Capacity, Collaboration and Capital: AU-IBAR Showcases Digital One Health Innovation for Future-Ready Veterinary Services
Paris, France, 19 May 2026 — AU-IBAR continued its engagement on key animal health issues at the 93rd General Session of the World Organisation for Animal Health, with today’s focus zeroing in on digital and institutional capacity as critical foundations for stronger animal health and One Health coordination.

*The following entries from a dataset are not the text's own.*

PR #666, opened 2022-12-27
Bugfix/3651 364 right component and chevron together

### LINKED ISSUE #364: Add Ability to Use chevron and rightComponent prop on the InfoListItem at the same time
#### Describe the bug
On the InfoListItem, if you specify `rightComponent` it will override the chevron and only show the right component.

User should be able to show the chevron and a custom rightComponent without having to manually combine them in the rightComponent prop.

#### What are the steps to reproduce?
1. clone the repository
2. `yarn start:showcase`
3. Go to the list item example: http://localhost:3000/brightlayer-ui-components/data-display-components
4. Configure an ILI to have `chevron={true}` and `rightComponent={/*something*/}`
5. Observe that you only see the rightComponent
		
#### Anything else to add?
We have a pseudo workaround already in place within the DrawerNavItem. It is doing the work of combining the chevron and a rightComponent into one item for rightComponent. We should be able to base the approach around this, but in the ILI instead.

When fixing this, we will also need to do some refactoring in the Drawer components so that chevron and rightComponent are able to be passed down independently to the ILI.

bkarambe:
Fixes #364 BLUI-3651

- Rendered chevron and right component separately in info list item
- Refactored drawer nav item to pass chevron, chevronColor and rightComponent props 

#### Screenshots:
Screenshot 2022-12-27 at 1 21 46 PM

#### To Test:
- Checkout [bugfix/i3651-364-infolistitem-chevron-right-comp](https://github.com/brightlayer-ui/react-showcase-demo/tree/bugfix/i3651-364-infolistitem-chevron-right-comp) branch in react showcase demo
- build the components with yarn build
- paste the dist folder contents to showcase demo's node_modules/@brighlayer-ui/react-components/
- cd demos/showcase
- yarn start

### DIFF
--- a/CHANGELOG.md
+++ b/CHANGELOG.md
@@ -4,28 +4,24 @@
 
 ### Fixed
 
--   DOM nesting console warnings in `<InfoListItem>`'s `title`, `subtitle` and `info` props ([#644](https://github.com/brightlayer-ui/react-component-library/issues/644)).
--   Rendering of chevron and right component in `<InfoListItem>` at the same time ([#364](https://github.com/brightlayer-ui/react-component-library/issues/364)).
-
-### Updated
-
--   `<DrawerNavItem>` to pass `chevron` and `chevronColor` props to `<InfoListItem>` ([#364](https://github.com/brightlayer-ui/react-component-library/issues/364)).
+-   DOM nesting console warnings in `<InfoListItem>`'s `title`, `subtitle` and `info` props ([#644](https://github.com/etn-ccis/blui-react-component-library/issues/644)).
+-   Rendering of chevron and right component in `<InfoListItem>` at the same time ([#364](https://github.com/etn-ccis/blui-react-component-library/issues/364)).
 
 ## v6.1.2 (December 7, 2022)
 
 ### Updated
 
--   Remove dependency on @mui/styles ([#633](https://github.com/brightlayer-ui/react-component-library/issues/633)).
+-   Remove dependency on @mui/styles ([#633](https://github.com/etn-ccis/blui-react-component-library/issues/633)).
 
 ## v6.1.1 (November 1, 2022)
 
 ### Fixed
 
--   `hideContentOnCollapse` prop of `<DrawerFooter>` not hiding footer content ([#484](https://github.com/brightlayer-ui/react-component-library/issues/484)).
--   Temporary drawer rendering, due to incorrectly passing open prop ([#486](https://github.com/brightlayer-ui/react-component-library/issues/486)).
--   `activeItemFontColor`, `activeItemIconColor` prop of `<DrawerRailItem>` not updating `font color` and `icon color` of active rail item. ([#486](https://github.com/brightlayer-ui/react-component-library/issues/486)).
--   `condensed` prop of `<DrawerRailItem>` not appling height and width `56X56` to all rail items. ([#541](https://github.com/brightlayer-ui/react-component-library/issues/541)).
--   Styling of `nonClickableIcon` in `<DrawerHeader>` not applying properly ([#562](https://github.com/brightlayer-ui/react-component-library/issues/562)).
+-   `hideContentOnCollapse` prop of `<DrawerFooter>` not hiding footer content ([#484](https://github.com/etn-ccis/blui-react-component-library/issues/484)).
+-   Temporary drawer rendering, due to incorrectly passing open prop ([#486](https://github.com/etn-ccis/blui-react-component-library/issues/486)).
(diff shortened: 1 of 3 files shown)


components/src/core/InfoListItem/InfoListItem.tsx
```diff
@@ -193,20 +193,24 @@ const InfoListItemRender: React.ForwardRefRenderFunction<unknown, InfoListItemPr
...
+                    <InfoListItemChevron
+                        chevronColor={chevronColor}
+                        color={'inherit'}
+                        role={'button'}
+                        className={combine('chevron')}
+                    />
+                )}
+            </>
+        ),
+        [rightComponent, chevron, combine]
```
huayunh, line 212: I was a bit surprised that the `rightComponent` prop is not necessary for this dependency list while dev doc playground still works.

huayunh (commented):
Can verify everything works as intended.

It looks like this is an issue in the Angular side also and _maybe_ in React Native as well. Is there a story / bug to address that? If not, would you please log an issue / bug?

huayunh:
I have mixed feelings about the drawer side though. I am leaning towards keeping the original behavior — when a drawer nav item's `chevron` is checked, it should not affect the behavior of the `expandIcon` / `collapseIcon`. Thoughts @joebochill ?

Original | This PR
---|---
image|image

bkarambe:
> Can verify everything works as intended.
> 
> It looks like this is an issue in the Angular side also and _maybe_ in React Native as well. Is there a story / bug to address that? If not, would you please log an issue / bug?

**Angular**
I checked on Angular side, we can add both right component and chevron at the same time.
Code:
Screenshot 2022-12-28 at 3 09 04 PM
Screen:
Screenshot 2022-12-28 at 3 06 33 PM

**React Native**
On react native, chevron will not be displayed if there is right component (similar to react).
Code:
Screenshot 2022-12-28 at 3 24 57 PM
Screen:
Screenshot 2022-12-28 at 3 25 32 PM

Logged an issue for react native https://github.com/brightlayer-ui/react-native-component-library/issues/312

components/src/core/InfoListItem/InfoListItem.tsx
joebochill: I'm not sure I understand this comment...rightComponent _is_ in the dependency array.

joebochill:
> I have mixed feelings about the drawer side though. I am leaning towards keeping the original behavior — when a drawer nav item's `chevron` is checked, it should not affect the behavior of the `expandIcon` / `collapseIcon`. Thoughts @joebochill ?

I'm conflicted on this too. It would make sense that if the chevron prop is true, then the chevron should be there. But I would lean towards leaving the original behavior as well. Before if the DrawerNavItem had children or items, then the chevron prop is ignored and the expand/collapse icon is the only thing you see.

components/src/core/InfoListItem/InfoListItem.tsx
huayunh: my bad, meant to type `chevronColor`

joebochill: yeah, chevronColor should be in there. If it's working anyway, we're probably just getting lucky and the entire component is re-rendering based on some other prop change or something like that.

CHANGELOG.md
```diff
@@ -5,6 +5,11 @@
 ### Fixed
 
 -   DOM nesting console warnings in `<InfoListItem>`'s `title`, `subtitle` and `info` props ([#644](https://github.com/brightlayer-ui/react-component-library/issues/644)).
+-   Rendering of chevron and right component in `<InfoListItem>` at the same time ([#364](https://github.com/brightlayer-ui/react-component-library/issues/364)).
+
+### Updated
+
+-   `<DrawerNavItem>` to pass `chevron` and `chevronColor` props to `<InfoListItem>` ([#364](https://github.com/brightlayer-ui/react-component-library/issues/364)).
```
huayunh, line 12: I recommend taking this log item out. You do not need to log every single change you made, especially when they do not directly influence how our end users use it.

CHANGELOG.md
```diff
@@ -5,6 +5,11 @@
 ### Fixed
 
 -   DOM nesting console warnings in `<InfoListItem>`'s `title`, `subtitle` and `info` props ([#644](https://github.com/brightlayer-ui/react-component-library/issues/644)).
+-   Rendering of chevron and right component in `<InfoListItem>` at the same time ([#364](https://github.com/brightlayer-ui/react-component-library/issues/364)).
```
huayunh, line 8: I recommend updating **all** issue links in this changelog to point to their new location in the new etn-ccis org. It should be a quick find-and-replace.

```diff
- https://github.com/brightlayer-ui/react-component-library/issues/364
+ https://github.com/etn-ccis/blui-react-component-library/issues/364
```

huayunh (approved):
New change works

daileytj (approved):

PR #727, opened 2023-03-16
Added external links to doc it resources, roadmap, release notes to d…

surajeaton:
Fixes # BLUI-3305

-Added doc it links to roadmap, release notes and resources

Screenshot 2023-03-16 at 1 25 47 PM

#### To Test:
- yarn start:reactdev

-


huayunh:
I don't know if this will be too much to ask for this PR. The new tag is intended to be shown every time there is a new release. As soon as the user clicked on that button, the new tag will be gone until the next release is out. Similar to how docit handles the announcement banner above the app bar.

joebochill:
@JeffGreiner-eaton looks like we have an issue with the labeler

joebochill:
> I don't know if this will be too much to ask for this PR. The new tag is intended to be shown every time there is a new release. As soon as the user clicked on that button, the new tag will be gone until the next release is out. Similar to how docit handles the announcement banner above the app bar.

A key engagement took place at the capacity-building kiosk titled “Capacity, Collaboration and Capital: Veterinary Services for the Future by Leveraging 20 Years of Performance of Veterinary Services Insights.” Represented by Dr Mary Mbole-Kariuki, AU-IBAR used the platform to showcase the African Union Digital One Health Platform, a continental tool designed to transform One Health data into intelligence for coordinated prevention, preparedness and response to health threats.
The AU Digital One Health Platform is strongly aligned with the kiosk theme, as it demonstrates how capacity, collaboration, and capital can translate into practical systems that strengthen Veterinary Services. Through its digital learning, data-sharing, and decision-support functions, the platform supports institutional capacity, promotes collaboration across the animal, human, and environmental health sectors, and generates evidence to guide planning, investment, and resource allocation.
The platform is being advanced under the African Union One Health Data Alliance Africa initiative, with support from the German Federal Ministry for Economic Cooperation and Development and technical cooperation through GIZ.
The kiosk drew on two decades of lessons from the Performance of Veterinary Services Pathway, focusing on how stronger Veterinary Services depend on sound governance, effective legislation, sustainable financing, continuous training and improved service delivery. The discussion reinforced that future-ready Veterinary Services require stronger institutions, cross-sector collaboration and strategic investment.
AU-IBAR’s participation demonstrated how digital One Health systems can support Member States in strengthening preparedness, responding to transboundary animal diseases and zoonotic threats, and improving coordination across sectors.
The engagement also provided an important networking opportunity between AU-IBAR, the World Organisation for Animal Health and AU-PANVAC. In the picture, AU-IBAR Director Dr Huyam Salih is joined by Prof. James Wabacha, Dr Mary Mbole-Kariuki, Dr Rahul of the World Organisation for Animal Health, and Dr Bodjo of AU-PANVAC, reflecting the value of institutional collaboration in advancing resilient, future-ready animal health systems across Africa.